▶ Assignment:
Work out how many lines below hold the string "giselles" and state only that figure.

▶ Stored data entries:
Issue #509, opened 2025-03-24
Return either 402 or 406 when UsageLimitError is thrown in the http/router


satococoa:
I'd like to return either 402 or 406 when this error is thrown in the http/router. It doesn't have to be in this pull request.

_Originally posted by @toyamarinyon in https://github.com/giselles-ai/giselle/pull/495#discussion_r2009427068_

kentaro-m:
I'll work this.

PR #543, opened 2025-03-26
Add error handling for usage limit in text and image generation for giselle-engine

kentaro-m:
## Summary

Add error handling for usage limit in text and image generation for giselle-engine

## Related Issue

https://github.com/giselles-ai/giselle/issues/509

## Changes

I changed the giselle-engine text and image generation service to return HTTP Status 429 to clients when usage limit errors occur.

## Other Information

Issue #509 indicates that HTTP status codes 402 or 406 should be returned when a Usage Limit Error occurs. 

However, after I have checked again about proper HTTP status codes, it seems that returning 429 is the standard practice for rate limiting.  I would appreciate your feedback on this.

https://developer.mozilla.org/en-US/docs/Web/HTTP/Reference/Status/429
https://sdk.vercel.ai/docs/advanced/rate-limiting

### DIFF
--- a/packages/giselle-engine/src/http/router.ts
+++ b/packages/giselle-engine/src/http/router.ts
@@ -194,8 +194,15 @@ export const createJsonRouters = {
 				overrideNodes: z.array(OverrideNode).optional(),
 			}),
 			handler: async ({ input }) => {
-				const result = await giselleEngine.runApi(input);
-				return new Response(result);
+				try {
+					const result = await giselleEngine.runApi(input);
+					return new Response(result);
+				} catch (error) {
+					if (error instanceof UsageLimitError) {
+						return new Response(error.message, { status: 429 });
+					}
+					throw error;
+				}
 			},
 		}),
 	generateImage: (giselleEngine: GiselleEngine) =>
--- a/packages/giselle-engine/src/http/router.ts
+++ b/packages/giselle-engine/src/http/router.ts
@@ -14,10 +14,10 @@ import {
 	WorkspaceId,
 } from "@giselle-sdk/data-type";
 import { z } from "zod";
-import { type GiselleEngine, UsageLimitError } from "../core";
+import type { GiselleEngine } from "../core";
 import type { TelemetrySettings } from "../core/generations";
 import { JsonResponse } from "../utils";
-import { createHandler } from "./create-handler";
+import { createHandler, withUsageLimitErrorHandler } from "./create-handler";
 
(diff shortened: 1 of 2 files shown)


packages/giselle-engine/src/http/router.ts
```diff
@@ -60,11 +60,18 @@ export const createJsonRouters = {
...
+					const stream = await giselleEngine.generateText(
+						input.generation,
+						input.telemetry,
+					);
+					return stream.toDataStreamResponse();
+				} catch (error) {
+					if (error instanceof UsageLimitError) {
+						return new Response(error.message, { status: 429 });
+					}
+					throw error;
```
kentaro-m: [Discussion]
Is additional error handling necessary for errors other than usage limit errors?

satococoa: Currently, handling `UsageLimitError` is sufficient. 👍

packages/giselle-engine/src/http/router.ts
```diff
@@ -195,8 +202,15 @@ export const createJsonRouters = {
 		createHandler({
```
satococoa: `runApi` above is calling generateText internally.
Could you also add an error handler to it?

Additionally, if possible, I would greatly appreciate it if you could make this error handler more modular/reusable.

satococoa (commented):
Thank you!

packages/giselle-engine/src/http/router.ts
kentaro-m: > runApi above is calling generateText internally.
> Could you also add an error handler to it?

Fixed it
https://github.com/giselles-ai/giselle/pull/543/commits/84645fdaa6e271511a35c94109040cd9644cef01

---

> Additionally, if possible, I would greatly appreciate it if you could make this error handler more modular/reusable.

I would like to implement reusable error handling like this.

```ts
const handlerWithLimit = withUsageLimitErrorHandler(
    createHandler({
        input: undefined,
        handler: async ({ input }) => {
            // logic
        },
    }),
);
```

kentaro-m: @satococoa 
I've made improvements to the error handling. Could you please review it again?
https://github.com/giselles-ai/giselle/pull/543/commits/354b91df2239b9fd8ef5e4667f9d41afbe83306b

satococoa (approved):
Thank you 👍

shige (approved):
Thank you! 🚀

▶ Response:
4